# Cleaning resin patio furniture



## NJ Rich

We have about 20 pieces of white resin plastic patio furniture. Some we bought and some was inherited. All stay outside year round since I don't have the space to store them.

My problem is cleaning them. I have used: TILEX; X 14; all kinds of bathroom cleaners and ZEP patio furniture cleaner. That works on some of the newer pieces but doesn't work on the older ones. 
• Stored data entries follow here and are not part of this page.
Issue #833, opened 2024-01-10
Add blocks & items pc renames data


zardoy:
e.g. grass was renamed again in 1.20.3. Would be useful to track such data renames for compatibility (e.g. for some external data that is bound to specific version). Not possible to extract automatically (only validate), will add it soon. The only known version where this data cannot be mapped correctly is 1.13 where many blocks & items were merged (and there is another mapping for that), other versions have just [name changes](https://github.com/zardoy/space-squid/blob/b0707ada367549ce6efd23472b4fb9f28e384d96/src/itemBlockRenames.json#L608) afaik

Maybe would also be useful for any other data?

wgaylord:
Well you could possibly extract it from the datafixers in the game. But I am not sure this is something worth adding to minecraft-data itself. imo.

PR #836, opened 2024-01-17
add data renames (blocks & items)

zardoy:
fixes https://github.com/PrismarineJS/minecraft-data/issues/833


rom1504:
how did you generate it ?

zardoy:
For most versions I specified it manually (or almost manually by looking at data fixer code) since there are not many renames. But for the 1.13 version I used this script:

```js
//@ts-check
import fs from 'fs'
import minecraftData from 'minecraft-data'

const mcData = minecraftData('1.12.2')

const file = JSON.parse(fs.readFileSync('node_modules/minecraft-data/minecraft-data/data/pc/common/legacy.json', 'utf8'))

let map = []
for (const [key, item] of Object.entries(file.blocks)) {
    const item2 = mcData.blocks[key.split(':')[0]];
    if (!item2) continue
    const oldName = item2.name
    const newName = item.split(':')[1].split('[')[0];
    if (map.find(x => x[1] === newName && x[0] === oldName)) {
        continue
    }
    if (newName === oldName) {
        continue
    }
    map.push([oldName, newName])
}

fs.writeFileSync('map.json', JSON.stringify(map, null, 2))

```

zardoy:
Im not sure if thats possible to generate with the server. I tried to extract using text manipulation (by looking at `createRenamer` in DataFixers, but I couldn't get all renames in that way). However, does the current format / file look good?

zardoy:
Waiting for this pr, then add a function to use it to node wrapper

rom1504:
I'm looking at the file and actually I don't understand what this is.

What is a new name ? What is an old name ?

zardoy:
> What is a new name ? What is an old name ?

Also, the code above mentions the process of creating the map for 1.13: `map.push([oldName, newName])`. Why array? Because you might also want to go from a new name to an old name (like also mentioned in docs).

I will also open a pr in nmd so you can better understand how real code works with this format.

rom1504:
https://github.com/PrismarineJS/node-minecraft-data/pull/335#issuecomment-1902543462 following of the conversation there.

TLDR: most of these "renames" are not renames but actually just some block being removed in old version and some block being added in new version.

A better solution may be to create "group of similar blocks" like grass, chest,... That you could handle in a similar way in downstream code

rom1504:
The renames in this PR still contain many renames between blocks that do not have the same semantic

rom1504:
Re open if you want to finish it

Issue #820, opened 2024-01-04
Add sound id  - sound name map for each version


zardoy:
sound ids (those are used in sound packet) are completely different between versions, however this is not a case with sound names. Anyway it’s always much easier to work with sound names, so any data related to sound ids would be really handy here

I don’t think it’s related to https://github.com/PrismarineJS/minecraft-data/issues/77 which should contain names instead

zardoy:
https://pokechu22.github.io/Burger/1.19.2.html#sounds see fields. each sound has sound id and name (didn't know its called variant id). Also I noticed that mapping for some ids seems incorrect here

zardoy:
>

> Also I noticed that mapping for some ids seems incorrect here

Nevermind its just a sound_effect packet incorrectly parsed here on 1.19.2 and above

wgaylord:
Ah this will work well for 1.19.2 and lower. Since 1.19.3 and up you don't need the numerical ID to actually play the sound, you can use its full Identifier.   But having it allows you to send sounds with smaller packets. 

So still good data to have.

wgaylord:
btw are you in the discord, as that would be a nicer why to discuss all these additions.

zardoy:
> Since 1.19.3 and up you don't need the numerical ID to actually play the sound

hm, what do you mean? i still receive `hardcodedSoundEffectHeard` with numerical sound ID from most events of the world (sound to play) on 1.19.2 and above

> btw are you in the discord, as that would be a nicer why to discuss all these additions.

yes

wgaylord:
https://github.com/PrismarineJS/minecraft-data-generator-server/pull/17 Will have to make a schema here for the tests but this should work.  Also I was thinking more of as a server you can send the text ids, forgot mojang would probably always use the numerical for builtin sounds.

zardoy:
> Also I was thinking more of as a server you can send the text ids

WDYM? server sends numerical ids

wgaylord:
The Mojang server does (atleast for sounds that are built into the game), its perfectly valid for a server to send an ID of 0 and fill in the other information of a packet instead of using the IDs.

zardoy:
can be closed now (since it seems to be automated now)?

PR #839, opened 2024-01-25
Add sounds files for majority of versions.

wgaylord:
This adds the Sound ID to Name mapping information requested in #820 which are only needed for 1.9+

This has that information for the majority of the latest of all versions or the newest that the extractor would run on without much trouble. (Having to rewire other parts of the extractor)

Some versions have the lowest and highest minor versions number since the data-extractor was setup for the lowest, and I also wanted to extract the highest version.

The versions are 1.9.4, 1.10.2, 1.11.2, 1.12.2, 1.13.2, 1.14, 1.144, 1.15, 1.15.2, 1.16 (1.16.5 using 1.16 file), 1.17 (1.17.1 using 1.17 file), 1.18 (1.18.2 using 1.18 file), 1.19, 1.19.2, (1.19.4 using 1.19.2 file), 1.20.1 (1.20 using 1.20.1 file), 1.20.2, 1.20.4

This will also most likely require a PR to node-minecraft-data to provide a nice way of accessing this data.


wgaylord:
Changed to WIP since I have to go thru and check all the different versions, since for example on 1.13 the code uses the exact id out of the registry over the network, while in 1.19 for example that id gets a 1 added to it, which I did not know about.

wgaylord:
Okay looks like 1.19.2+ needs the ID in the registry offset by one in the packet. (looked thru the source of very version 1.9 to 1.20.4 to check.) Every update we should check the source to make sure we still need the offset.

rom1504:
lgtm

Does anyone have some suggestions of what I should use? 

Thanks... NJ Rich


----------



## Cabin Fever

You might want to try boat hull cleaner. WIHH uses it on our shower surround. It does a great job very quickly.


----------



## TJN66

We used the mr. cleaner eraser, worked really well on them.


----------



## limey

I just cleaned two white resin benches that were really crummy - mildew, green slime, you name it. I used Thirty Second cleaner and it was so easy. Just spray it on rub with a brush then hose it off. Amazing (I sound like an ad!). They came up looking like new. One thing I especially liked was the battery powered pump/siphon thingy that came with the pre-mixed. No pumping up and down to get a vacuum just press and off she went! I am totally sold on it. I used it to clean my deck and it worked really well there too. I bought it at Lowes. So nice to find something that does what the label says. :grin:

Limey


----------



## jennytw

I second the Mr. Clean magic erasers. I have used them on outdoor furniture and they work great.


----------



## manygoatsnmore

If nothing else works, have you thought about painting them a dark color? There's a really good spray paint meant for plastics, and if you paint, oh say, hunter green, you won't see the stains any more.  You do need to let it cure well for a week or two, though.


----------



## NJ Rich

Cabin Fever suggested boat hull cleaner. Is the product called Krazy Klean. My son in TN suggested it since when he lived here that is what he used on his boat. 
Thanks, NJ Rich.


----------



## Cabin Fever

NJ Rich said:


> Cabin Fever suggested boat hull cleaner. Is the product called Krazy Klean. My son in TN suggested it since when he lived here that is what he used on his boat.
> Thanks, NJ Rich.


WIHH usually buys whatever boat cleaning product that is on sale. I believe that last stuff we had was made by Star-Brite.


----------



## majik

I have used Vim or some other pumice based cleaner. Works like a charm. I also stopped buying and acquiring white resin furniture because the annual clearning got me down.


----------



## GrayDay

I use a power washer on mine.


----------



## used2bcool13

I have to second the power washer, I used almost everything for cleaning patio furniture, not the Boat hull cleaner or the new products or Magic eraser - but I will give those a whirl, power washing so far has been the best.

If you don't have one see if one of your neighbors does and borrow it just to see if it works on your chairs. I definitely think different areas of the state have different grime, lol.

Good luck, I am going out to see if I have a magic eraser anywhere....


----------



## Dixielee

I've had great luck with Greased Lightening. It will kill your lungs so do it outside. I have not found anything this stuff won't clean. Spray liberally, let sit for a bit then hose it off. Of course the pressure washer can't hurt!


----------